“Invariance-Inducing” Control of Nonlinear Discrete-Time Dynamical Systems

The present study aims at the derivation of model-based control laws that attain the invariance objective for nonlinear skew-product discrete-time dynamical systems. The problem under consideration naturally arises in a variety of control problems pertaining to physical/chemical systems, and in the present study, it is conveniently formulated and addressed in the context of functional equations theory. In particular, the mathematical formulation of the problem of interest is realized via a system of nonlinear functional equations (NFEs), and a rather general set of necessary and sufficient conditions for solvability is derived.

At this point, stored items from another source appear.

Issue #851, opened 2023-12-01
IDE setup instructions need updating


Calvin-L:
The current [IDE setup instructions](https://github.com/tlaplus/tlaplus/blob/193da949dc8eb783a2683f01f3a54da93fd85a39/general/ide/README.md) are not working for me. They may be out of date. It is also possible that my machine has some bizarre (mis)configuration that is preventing it from succeeding.

My setup:
 - MacOS 12.6.8, M1 (aarch64)
 - Eclipse Installer (Oomph) 1.31.0 Build 329, downloaded from https://www.eclipse.org/downloads/packages/installer

Notes about the current instructions:

The Oomph link https://wiki.eclipse.org/Eclipse_Installer is a wiki page with a big warning about the wiki being deprecated. I believe the new link is https://www.eclipse.org/downloads/packages/installer.

Eclipse platform 2020-12 is no longer available. The earliest version available is 2021-12:

![Screen Shot 2023-12-01 at 2 28 41 PM](https://github.com/tlaplus/tlaplus/assets/1393639/99c31e30-cf36-4c29-9057-f496b84af2e7)

Although, the installer does not seem to respect that selection. It seems to always install Eclipse 2023-09 (4.29). I selected 2021-12, but in the installer logs (`<installdir>/Eclipse.app/Contents/Eclipse/configuration/org.eclipse.oomph.setup/setup.log`):
```
[2023-12-01 13:32:12] Product org.eclipse.products.org.eclipse.platform.ide.2021-12
[...]
[2023-12-01 13:32:12] Performing P2 Director (Eclipse Platform (2021-12) + JRE 11.0.21)
[...]
[2023-12-01 13:33:21] Installing org.eclipse.platform [4.29.0.v20230903-1000]
```

And sure enough, the newest version is what gets installed:
![Screen Shot 2023-12-01 at 2 33 01 PM](https://github.com/tlaplus/tlaplus/assets/1393639/b3bedc4a-1a21-4f96-8d2c-050e5f3b931a)

That version of Eclipse seems to be incompatible with the Toolbox project. After install, during Eclipse's project setup, I get this message:
![Screen Shot 2023-12-01 at 2 14 32 PM](https://github.com/tlaplus/tlaplus/assets/1393639/db3ced8f-a73f-40a6-bc1a-e408fdecf06c)

And forevermore the installed IDE seems completely unusable:
[...]

PR #876, opened 2024-02-10
Run JavaCC at build to generate TLA+ parser files

ahelwer:
This PR does three things:

- Vendors JavaCC 4.0 to `lib/javacc-4.0.jar` for easy access during grammar development
- Adds a target to the tlatools ant build to generate source files from `tla+.jj`, normalize their line endings, then overwrite the current source files with the newly-generated ones
- Adds a check to the PR CI to ensure `tla+.jj` and the code files are in sync (borrowing method from tree-sitter-tlaplus, which also has generated parser artifacts in source control)

The generated source files are kept in the tree instead of being deleted.


lemmy:
Is it correct that this breaks our [IDE setup story](https://github.com/tlaplus/tlaplus/tree/master/general/ide)?

lemmy:
One more thing to check is if this causes (additional?) differences between the `tla2tools.jar` when built on Windows, macOS, and Linux, due to the different line endings in the generated files.

ahelwer:
I found an ant build target that normalizes line endings, so that should take care of the build reproducibility issue. I will look into the IDE setup.

ahelwer:
Well I've spent a few hours trying to test that the IDE setup still works and I can't get it to work at baseline. Tried on macOS and ran into #851. Tried on Windows and it gives me a bunch of errors about not being able to find jdk.jfr. So I don't really know what to do here.

lemmy:
I am fine with removing the instructions for setting up the IDE and allowing people to figure out how to configure their development environment on their own.  Even better, let's get rid of the Toolbox.

ahelwer:
Moving this back to draft because in the near future it seems useful to actually see what changes to the output code are made when modifying the grammar file, in a PR.

ahelwer:
@lemmy this PR has made a comeback. I believe it is much more useful and less invasive this time. JavaCC is automatically run to regenerate the grammar files before tla2tools.jar is built, the generated files aren't deleted, and a check is added to the CI to ensure they stay in sync.

ahelwer:
@lemmy @Calvin-L these are some quite simple changes it would be nice to get in!

tlatools/org.lamport.tlatools/customBuild.xml
```diff
@@ -101,7 +99,24 @@
 		<antcall target="dist" inheritall="true" inheritrefs="true" />
 		<antcall target="test-dist-long" inheritall="true" inheritrefs="true" />
 	</target>
-	
+
+	<!-- Runs JavaCC to generate the TLA+ parser files. -->
+	<target name="generate">
+		<tempfile property="javacc-tmpdir" destdir="${java.io.tmpdir}" prefix="javacc_" />
+		<mkdir dir="${javacc-tmpdir}" />
+		<java classpath="lib/javacc-4.0.jar" classname="javacc" fork="true" failonerror="true">
```
lemmy, line 107: Have you considered using https://ant.apache.org/manual/Tasks/javacc.html

ahelwer: I think that's only for later javacc versions

ahelwer: but I will test it!

ahelwer: Oh nevermind it wouldn't really work with how we have set up the vendored libs directory.

ahelwer:
Yeah those warnings have been there forever. Maybe I'll get around to figuring out what they mean and fixing them eventually.

PR #878, opened 2024-02-13
Ensure LF line endings for JavaCC-generated .cfg parser files

ahelwer:
Converting both these files to `LF` using the `dos2unix` command. In these ones `CRLF` line endings were a significant minority, at 214 / 2722 lines. So this makes the smallest diff, as a prelude to figuring out the differences between freshly-generated JavaCC code and the current files.

Ref line endings issue: #872 
In furtherance of the goal of #246
Similar changes for files generated from `tla+.jj`: #873


ahelwer:
@lemmy do you think the hanging test is caused by recent TE changes or just some transient CI machine issue?

lemmy:
Let's find out - triggered a rerun.

lemmy:
Merging because the files are JavaCC generated.  In general, we don't reformat source files to not artificially inflate source code diffs.

PR #879, opened 2024-02-15
Fix org.lamport.tlatools build errors in Eclipse

ahelwer:
When opening `tlatools/org.lamport.tlatools` in eclipse, users are presented with around 100 build errors. There are four causes:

The solution to the above system of NFEs can be proven to be a unique locally analytic one, and this enables the development of a series solution method that is easily programmable with the aid of a symbolic software package such as MAPLE. It is also shown that, on the basis of the solution to the above system of NFEs, a locally analytic manifold and a nonlinear control law can be explicitly derived that renders the manifold invariant for the class of skew-product systems considered. Furthermore, the restriction of the system dynamics on the aforementioned invariant manifold represents exactly the target controlled system dynamics. Finally, the proposed method is applied to the HF molecular system classically modeled as a rotationless Morse oscillator in the presence of an external laser-field, where the primary objective is molecular dissociation.